◆ **WORK INSTRUCTION**: From the entries below, output the line with "Issue #192, opened 2019-03-13" and each following line up to and including the line with "The resulting output", exactly as written.

◆ **SOURCE RECORDS**:
■ ■ ■ ■ ■
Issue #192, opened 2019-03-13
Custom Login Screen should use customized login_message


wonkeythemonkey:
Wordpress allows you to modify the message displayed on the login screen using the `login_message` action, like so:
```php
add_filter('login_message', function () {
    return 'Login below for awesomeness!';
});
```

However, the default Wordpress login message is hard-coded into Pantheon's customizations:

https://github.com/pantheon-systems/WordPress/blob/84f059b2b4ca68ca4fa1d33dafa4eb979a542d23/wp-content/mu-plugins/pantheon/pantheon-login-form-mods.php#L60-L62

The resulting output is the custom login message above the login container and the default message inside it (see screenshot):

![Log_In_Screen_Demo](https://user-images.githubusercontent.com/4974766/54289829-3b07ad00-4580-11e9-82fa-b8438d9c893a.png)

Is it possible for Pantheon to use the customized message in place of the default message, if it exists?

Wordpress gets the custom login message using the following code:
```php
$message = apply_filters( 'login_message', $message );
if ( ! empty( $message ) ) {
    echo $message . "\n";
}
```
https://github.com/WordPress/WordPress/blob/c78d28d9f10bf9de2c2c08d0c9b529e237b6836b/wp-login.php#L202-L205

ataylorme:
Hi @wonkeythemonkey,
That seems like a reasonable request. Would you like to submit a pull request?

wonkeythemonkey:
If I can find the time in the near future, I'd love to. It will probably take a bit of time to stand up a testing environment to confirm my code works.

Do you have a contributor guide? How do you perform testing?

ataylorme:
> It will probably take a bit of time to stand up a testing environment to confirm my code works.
■ ■ ■ ■ ■
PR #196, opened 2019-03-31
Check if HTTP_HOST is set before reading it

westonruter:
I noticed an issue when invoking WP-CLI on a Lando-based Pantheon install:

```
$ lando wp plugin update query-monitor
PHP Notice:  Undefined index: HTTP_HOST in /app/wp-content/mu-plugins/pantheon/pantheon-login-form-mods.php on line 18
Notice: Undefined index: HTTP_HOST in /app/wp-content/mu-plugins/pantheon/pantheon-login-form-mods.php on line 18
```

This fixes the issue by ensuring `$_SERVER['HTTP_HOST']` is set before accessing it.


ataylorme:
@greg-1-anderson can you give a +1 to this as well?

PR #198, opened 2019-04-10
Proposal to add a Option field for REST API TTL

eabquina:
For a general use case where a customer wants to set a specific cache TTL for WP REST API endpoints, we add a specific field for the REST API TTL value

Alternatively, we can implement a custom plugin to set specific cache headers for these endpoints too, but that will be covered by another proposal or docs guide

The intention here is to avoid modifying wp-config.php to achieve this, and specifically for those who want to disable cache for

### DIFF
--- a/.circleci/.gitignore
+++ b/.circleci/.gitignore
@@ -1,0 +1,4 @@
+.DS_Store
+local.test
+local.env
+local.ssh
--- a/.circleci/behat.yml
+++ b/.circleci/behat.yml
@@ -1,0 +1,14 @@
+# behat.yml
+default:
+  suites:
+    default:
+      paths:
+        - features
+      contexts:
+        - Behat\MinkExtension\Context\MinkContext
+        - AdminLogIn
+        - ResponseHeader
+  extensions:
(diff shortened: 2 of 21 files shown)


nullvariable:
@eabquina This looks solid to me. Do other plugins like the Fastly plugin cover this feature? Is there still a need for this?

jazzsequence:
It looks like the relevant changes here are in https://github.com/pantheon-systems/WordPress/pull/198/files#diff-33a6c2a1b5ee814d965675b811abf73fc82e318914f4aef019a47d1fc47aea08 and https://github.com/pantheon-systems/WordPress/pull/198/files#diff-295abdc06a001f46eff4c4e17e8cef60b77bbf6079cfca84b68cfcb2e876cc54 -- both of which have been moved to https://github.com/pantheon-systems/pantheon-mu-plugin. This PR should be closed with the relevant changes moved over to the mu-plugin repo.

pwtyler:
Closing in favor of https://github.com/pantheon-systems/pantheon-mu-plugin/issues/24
■ ■ ■ ■ ■
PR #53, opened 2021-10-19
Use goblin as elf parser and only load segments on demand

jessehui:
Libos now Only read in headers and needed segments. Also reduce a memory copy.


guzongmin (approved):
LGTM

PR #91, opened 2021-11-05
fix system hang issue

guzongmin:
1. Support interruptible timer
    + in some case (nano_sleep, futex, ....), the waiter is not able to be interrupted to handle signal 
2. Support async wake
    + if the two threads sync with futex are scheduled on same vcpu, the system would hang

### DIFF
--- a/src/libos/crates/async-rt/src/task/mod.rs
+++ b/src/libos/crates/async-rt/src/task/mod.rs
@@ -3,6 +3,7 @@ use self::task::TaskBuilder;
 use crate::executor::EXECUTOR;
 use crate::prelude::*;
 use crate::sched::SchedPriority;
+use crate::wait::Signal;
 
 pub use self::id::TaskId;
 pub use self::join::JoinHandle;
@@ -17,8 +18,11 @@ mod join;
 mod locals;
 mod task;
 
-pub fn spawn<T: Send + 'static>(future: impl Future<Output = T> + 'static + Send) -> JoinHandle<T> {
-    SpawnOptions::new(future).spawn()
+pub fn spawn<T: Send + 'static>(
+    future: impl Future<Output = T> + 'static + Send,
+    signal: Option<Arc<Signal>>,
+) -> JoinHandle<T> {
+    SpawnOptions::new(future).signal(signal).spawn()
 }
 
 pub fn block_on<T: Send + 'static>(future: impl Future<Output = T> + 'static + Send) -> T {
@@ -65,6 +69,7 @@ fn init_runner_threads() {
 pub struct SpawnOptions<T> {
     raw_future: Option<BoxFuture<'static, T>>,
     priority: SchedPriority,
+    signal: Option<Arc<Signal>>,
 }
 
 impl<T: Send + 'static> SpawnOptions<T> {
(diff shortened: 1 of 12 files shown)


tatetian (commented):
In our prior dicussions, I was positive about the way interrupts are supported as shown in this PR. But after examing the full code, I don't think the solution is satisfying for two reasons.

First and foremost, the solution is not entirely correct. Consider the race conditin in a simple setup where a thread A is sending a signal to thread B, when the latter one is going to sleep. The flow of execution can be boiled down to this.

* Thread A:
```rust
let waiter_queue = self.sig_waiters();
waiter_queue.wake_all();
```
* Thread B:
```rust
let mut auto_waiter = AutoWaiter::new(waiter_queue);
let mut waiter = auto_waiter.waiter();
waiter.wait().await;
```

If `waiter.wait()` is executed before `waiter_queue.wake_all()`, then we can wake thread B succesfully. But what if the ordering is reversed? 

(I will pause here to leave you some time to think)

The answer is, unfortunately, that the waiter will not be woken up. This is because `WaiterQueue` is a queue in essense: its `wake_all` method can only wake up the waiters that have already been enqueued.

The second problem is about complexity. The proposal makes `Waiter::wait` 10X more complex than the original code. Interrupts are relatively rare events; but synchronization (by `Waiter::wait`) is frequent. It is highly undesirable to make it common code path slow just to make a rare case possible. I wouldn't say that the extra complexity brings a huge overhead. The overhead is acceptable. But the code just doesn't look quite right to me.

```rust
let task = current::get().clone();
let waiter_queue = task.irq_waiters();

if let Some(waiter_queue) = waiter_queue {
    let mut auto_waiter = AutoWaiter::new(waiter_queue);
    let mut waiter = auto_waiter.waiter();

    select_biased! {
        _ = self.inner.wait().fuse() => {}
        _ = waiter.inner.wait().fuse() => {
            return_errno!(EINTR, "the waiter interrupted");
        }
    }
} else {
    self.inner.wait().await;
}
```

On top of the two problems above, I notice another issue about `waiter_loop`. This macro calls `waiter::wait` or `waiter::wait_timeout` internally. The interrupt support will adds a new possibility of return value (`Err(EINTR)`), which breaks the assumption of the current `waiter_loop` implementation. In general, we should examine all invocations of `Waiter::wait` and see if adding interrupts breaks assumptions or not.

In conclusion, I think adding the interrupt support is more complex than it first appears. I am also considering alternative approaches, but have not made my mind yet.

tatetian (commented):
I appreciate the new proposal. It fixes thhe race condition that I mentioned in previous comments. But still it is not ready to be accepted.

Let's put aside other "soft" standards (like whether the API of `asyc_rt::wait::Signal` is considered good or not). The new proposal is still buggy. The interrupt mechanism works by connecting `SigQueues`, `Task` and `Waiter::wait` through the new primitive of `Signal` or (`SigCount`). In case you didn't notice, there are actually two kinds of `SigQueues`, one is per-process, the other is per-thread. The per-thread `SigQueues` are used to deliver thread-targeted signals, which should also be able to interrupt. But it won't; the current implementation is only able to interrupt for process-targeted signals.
■ ■ ■ ■ ■
◆ **ANSWER TO THE EXERCISE**:
Issue #192, opened 2019-03-13
Custom Login Screen should use customized login_message


wonkeythemonkey:
Wordpress allows you to modify the message displayed on the login screen using the `login_message` action, like so:
```php
add_filter('login_message', function () {
    return 'Login below for awesomeness!';
});
```

However, the default Wordpress login message is hard-coded into Pantheon's customizations:

https://github.com/pantheon-systems/WordPress/blob/84f059b2b4ca68ca4fa1d33dafa4eb979a542d23/wp-content/mu-plugins/pantheon/pantheon-login-form-mods.php#L60-L62

The resulting output is the custom login message above the login container and the default message inside it (see screenshot):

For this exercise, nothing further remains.